Block Diagrams of Shaders and 7800 (Slide 1,2 page 9)
* Big GFlop #s
Geforce 6800 Ultra
- Clock : 425
- Vec4 MAD Ginstructions : 6.7568
- Gflops : 54.0544
Geforce 7800 GTX
- Clock : 430
- Vec4 MAD Ginstructions : 20.6331
- Gflops : 165.0648
*GPU Approach to Parallelism
-- single core
-- multipipeline
-- multithreaded
-- fine grained
-- Vector
-- Explicitly and Implicitly threaded (programmer threads code for shaders, instances spawned automatically)
-- Data Parallel (no communication between threads)
* Multi Pipeline App Improvement
-- Multithread applications: X time speedup where X is number of pipelines due to data parallelism
-- still requires a lot of software developement effort. (programming languages lack expressability of parallelism)
-- CPU is also a bottleneck
* Dual Core Procesors
-- no improvement to feeding GPUs because apps are single threaded.
* GPU Programming Languages
-- DX, OGL 1.3, Brook for GPUs (Stanford), SH for GPUs (for GPGPU)
-- various languages have parallelism baked into language
* Benefit of parallelism in GPUs is because the Data is parallel in nature, i.e. independent on a horizontal level. (vertices can be processed independently)
* Problems for widespread adoption of parallel programming.
-- Programming languages do not have parallelism baked into their semantics.
-- writing parallel code in single threaded language is INSANE
-- Language developement is critical
* Design Strategies for CPU/GPU
-- CPU: Make workload (one thread) run as fast as possible
*-- Caching
*-- Instruction/Data Prefetch
*-- "Hyperthreading"
*-- Speculative Execution
*-- limited by "perimeter" - communication bandwidth
*-- multicore will help... a little
-- GPU: Make the workload (as many threads as possible) run as fast as possible.
*-- Parallelism (1000s of threads)
*-- Pipelining
*-- limited by "area" -- compute capability
* Implementable programs on a GPU (versus the CPU)
-- Graphics (of course)
-- Image Processing and Analysis
-- Correlations - Radio telescope, SETI
-- Monte Carlo Simulation - Neutron Transport
-- Neural Networds (Speech recognition, Handwriting recognition)
-- Ray Tracing
-- Physical Modeling and Simulation
-- Video Processing
-- Black Scholes option Pricing
(Nvidia declined to speculate about the future where graphics plataues, would they expand into generic processing)

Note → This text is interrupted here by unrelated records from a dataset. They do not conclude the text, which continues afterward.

PR #41922, opened 2025-08-15
Checking password and OTP are present and can be converted

vivekksk:
closes #41640


sguilhen:
@pedroigor can you trigger the CI for this one?

sguilhen:
Hi @vivekksk, thank you for being the first to submit a fix for this issue - your approach of validating the required fields and throwing a `ModelException` is the correct one, and you identified it almost a year ago.

PR #49316 independently arrived at the same approach and also includes an integration test, so we'll be moving forward with that one. We're closing this PR as superseded, but want to acknowledge that you got the fix right first. Thank you for the contribution!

*The Good news and the Not-so-good news
-- The Good
*-- increasing Parallelism in CPU/GPU
*-- Workloads -- graphics and GP -- are highly parallel
*-- Moore's lay and the "capability curve" are still our friends
-- The Bad
* -- Parallel Programming is HARD (especially in a serial language/environment)
* -- Language and Tool support for parallelism is poor
* --Computer Science Education is not focussed on parallel programming (needs to be undergrad level and not grad level)
* Solution: More research into multithreaded developement, especially language design.
-------------------------------------------------------------------------
(Guys if i suck at taking notes, let me know and tell me how to improve!)
I don't think anything significant was really said in the talk, I'm a language guy so I was thrilled to hear some acknowledgement that we need better language design.